In 1965, Pittman and Jean Stengel Fay, an Ojai woman with eight children, married and bought a ranch in Santa Paula suitable for Pittman’s work. One of those children, Monica Fay, retired and living on her own horse farm near the Sierras, may have been partly responsible for the match. At age 11, Monica says she had a case of horses-on-the-brain. “I think my mother worried that I was so horse crazy I was going to get myself killed if I didn’t get some lessons,” she says, so they found their way to Pittman’s Reeves Road ranch. She remembers him as kind and fi rm. He inspired his students to improve, and a lucky few became skilled enough to ride his saddlebred Red Feather. Both she and her sister Madeline remember Pittman’s safety consciousness and competence. “I never saw him fight a horse,” says Monica. She laughs as she recalls the first time she saw people try to force a horse to load into a trailer at a horse show. “We didn’t know horses [or people] could act like that,” she says. With 30 boarded horses and plenty of Pittman’s own show horses and ponies, family activities focused almost solely on the ranch.

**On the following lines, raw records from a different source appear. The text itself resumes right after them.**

PR #365, opened 2023-09-14
Models and API refactor

### LINKED ISSUE #374: [Bug] Some games with a / in their title fail to pull IGDB metadata
**RomM version**
dev-2.0.0-rc-4

**Describe the bug**
I've noticed that some games that have a / in their title will be able to be found in search, but then fail to pull the data, with a blank error and a red x icon showing in a notification at the top.

This seems to be because the filesystem can't support file names with a / in them, so it can't rename them. If the option to rename the file is unchecked, it succeeds. Maybe it would make sense to have it check for files with - instead of / when matching to IGDB names?

**To Reproduce**
1. Go to any game in the library that should have a / in its name (ex. Kingdom Hearts 358/2 Days)
2. Click on '...'
3. Attempt to search for the game on IGDB
4. With rename file checked, hit apply.

**Expected behavior**
The error should definitely have some explanatory text- but also in general it should hopefully be able to handle these kinds of games in a way that prevents it from erroring out.

 - OS: Debian
 - Browser: Chrome
 - Version: 117

GAntoine:
This is something I've been meaning to do for a while, with the hopes of improving the clarity of some of our models and the relations between them.

# ORM

A few fields were deprecated (`p_name, p_igdb_id, p_sgdb_id`) and a couple more renamed:

* `r_igdb_id` -> `igdb_id`
* `r_sgdb_id` -> `sgdb_id`
* `r_slug` -> `slug`
* `r_name` -> `name`
* `p_slug` -> `plaforms_slug`
* `n_roms` -> `rom_count`

The PRIMARY key for `Platform` was moved from `fs_slug` to `slug`, to clarify that `slug` is the true identifier for the platform.

* New relationship between `Platform` and `Rom` in the ORM eager joins platform
  * Example: `platform_name = rom.platform.name`
* Adds a new decorator `begin_session` that begins sessions and catches errors
* Translate methods to use 2.x sqlalchemy syntax

### API

* Now exports a single object by default with all methods on it
  * Means api is now called like so: `api.deleteRom({}).then(...)`
* All api methods now accept objects as params
  * No need to worry about order of params
* Move some values to url params, form inputs or data where appropriate

### Other changes

* Update fastapi + pylance to the latest version
* Improved error handling for file upload
  * Also cleaned up double-loop
* Changed most `Rom` api paths to no longer start with `/platform/{p_slug}`
* Rom deletion endpoint accepts `delete_from_fs` boolean
* `rom_exists` -> `get_rom_by_filename` and returns the `Rom` (or `None`)
* Give all endpoints explicit response types
* Fixes #374


backend/alembic/env.py
```diff
@@ -47,6 +47,7 @@ def run_migrations_offline() -> None:
         render_as_batch=True,
         literal_binds=True,
         dialect_opts={"paramstyle": "named"},
+        compare_type=True,
```
gantoine, line 50: This is needed to change field types (str -> int in our case)

backend/alembic/versions/0009_models_refactor.py
```diff
@@ -0,0 +1,150 @@
+"""empty message
+
+Revision ID: 0009_models_refactor
+Revises: 1.9.2
```
zurdi15: This should be 2.0.0 now.

backend/alembic/versions/0009_models_refactor.py
```diff
@@ -0,0 +1,150 @@
...
+Create Date: 2023-09-12 18:18:27.158732
+
+"""
+from alembic import op
+import sqlalchemy as sa
+from sqlalchemy.dialects import mysql
+
+# revision identifiers, used by Alembic.
+revision = "0009_models_refactor"
+down_revision = "1.9.2"
```
zurdi15: Same here, now it's 2.0.0

backend/handler/igdb_handler.py
```diff
@@ -38,6 +39,20 @@
 MAME_XML_FILE: Final = os.path.join(os.path.dirname(__file__), "fixtures", "mame.xml")
 
 
+class IGDBPlatformType(TypedDict):
+    igdb_id: str
+    name: str
+
+
+class IGDBRomType(TypedDict):
+    igdb_id: str
```
zurdi15, line 53: This should be int?

backend/handler/igdb_handler.py
```diff
@@ -38,6 +39,20 @@
 MAME_XML_FILE: Final = os.path.join(os.path.dirname(__file__), "fixtures", "mame.xml")
 
 
+class IGDBPlatformType(TypedDict):
+    igdb_id: str
```
zurdi15, line 48: Same on this, if web converted id's to int in db, shouldd this be int?

backend/handler/igdb_handler.py
```diff
@@ -137,33 +154,31 @@ def _search_screenshots(self, rom_id: int) -> list:
...
             self.platform_url,
-            data=f'fields id, name; where slug="{p_slug.lower()}";',
+            data=f'fields id, name; where slug="{slug.lower()}";',
         )
 
-        platform = pydash.get(paltforms, "[0]", None)
+        platform = pydash.get(platforms, "[0]", None)
         if not platform:
             return {
                 "igdb_id": "",
```
zurdi15: Herr maybe returning a `None`?

backend/handler/igdb_handler.py
zurdi15, line 48:
```suggestion
    igdb_id: int
```

backend/handler/igdb_handler.py
zurdi15, line 53:
```suggestion
    igdb_id: int
```

backend/handler/igdb_handler.py
```diff
@@ -137,33 +154,31 @@ def _search_screenshots(self, rom_id: int) -> list:
...
-                "name": p_slug,
-                "slug": p_slug,
+                "name": slug,
             }
 
         return {
             "igdb_id": platform["id"],
             "name": platform["name"],
-            "slug": p_slug,
         }
```
zurdi15:
```
         return IGDBPlatformType(
                igdb_id=None,
                name=slug
        )

return IGDBPlatformType(
    igdb_id=platform["id"],
    name=platform["name"]
)
```

backend/handler/igdb_handler.py
```diff
@@ -220,61 +235,65 @@ async def get_rom(self, file_name: str, p_igdb_id: int):
...
-            "r_name": rom.get("name", ""),
+            "igdb_id": igdb_id,
+            "slug": rom.get("slug", ""),
+            "name": rom.get("name", ""),
             "summary": rom.get("summary", ""),
-            "url_cover": self._search_cover(r_igdb_id),
-            "url_screenshots": self._search_screenshots(r_igdb_id),
+            "url_cover": self._search_cover(igdb_id),
+            "url_screenshots": self._search_screenshots(igdb_id),
         }
```
zurdi15, line 312:
```
return IGDBRomType(
            igdb_id=igdb_id,
            slug=rom.get("slug", ""),
            name=rom.get("name", ""),
            summary=rom.get("summary", ""),
            url_cover=self._search_cover(igdb_id),
            url_screenshots=self._search_screenshots(igdb_id),
        )
```

backend/handler/igdb_handler.py
```diff
@@ -285,9 +304,9 @@ def get_matched_roms_by_name(self, search_term: str, p_igdb_id: int):
                     "t_thumb", "t_cover_big"
                 ),
                 url_screenshots=self._search_screenshots(rom["id"]),
-                r_igdb_id=rom.pop("id"),
-                r_slug=rom.pop("slug"),
-                r_name=rom.pop("name"),
+                igdb_id=rom.pop("id"),
```
zurdi15: Same here, should we return `IGDBRomType` instead of dict to match notation?

zurdi15:
Everything seems really good, just some comments about type notations, but nothing important!

backend/handler/igdb_handler.py
gantoine: The response we get from IGDB is a string (I think), and we may pass an empty string if it's not found. The conversion happens later in the code flow.

backend/handler/igdb_handler.py
gantoine: Same as above

backend/handler/igdb_handler.py
gantoine: What do you mean? I think this is just a whitespace change.

backend/handler/igdb_handler.py
gantoine: I like this, will implement tomorrow 👍🏼

backend/handler/igdb_handler.py
zurdi15: Oh maybe I misstarget the line, I meant the IGDB I'd because I was with the idea of returning it as int, so it had more sense to return a None instead of a empty string, but if we are going to stick with strings then the empty string is fine

zurdi15 (approved):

“We showed every weekend,” say the Fay daughters. Although the marriage did not last, the love and respect did. When Pittman’s health began to fail, the Fay family “swarmed back around him,” says Monica. Pittman died in June 1982, also the first year Ojai Valley School gave the Paul Pittman award. Then OVS Equestrian Director Greg Coulson, who awarded the first Paul Pittman award to Cara Best, says Pittman lived and breathed horses. “He was a horseman’s horseman,” says Coulson, who has run Peppercorn Ranch, now near the summit between Santa Paula and Ojai, since 1986. Best herself became a permanent part of Coulson’s operation, as depicted in the ranch’s horse-and-rider-jumping-a-fence logo. Current Pittman award winners become part of the Pittman legacy while contributing to Ojai’s long history as a place where horses have been central. Maybe they also — if they understand a little about the town’s history and the part it played in a legal system designed to segregate us according to our skin color — might become all the more grateful for Pittman. Both his students and his family members say he coped with realities like restrictive covenants and ignorance by being gentle, kind, consistent, and patient — a few of the traits required for the best in horsemanship.
*FOOTNOTE
Though unenforceable since a 1948 Supreme Court decision, racial covenants remain in many US property deeds in all 50 states. For information about California’s and other states’ effort to remove the covenants altogether, contact the National Conference of State Legislatures or your local elected representative.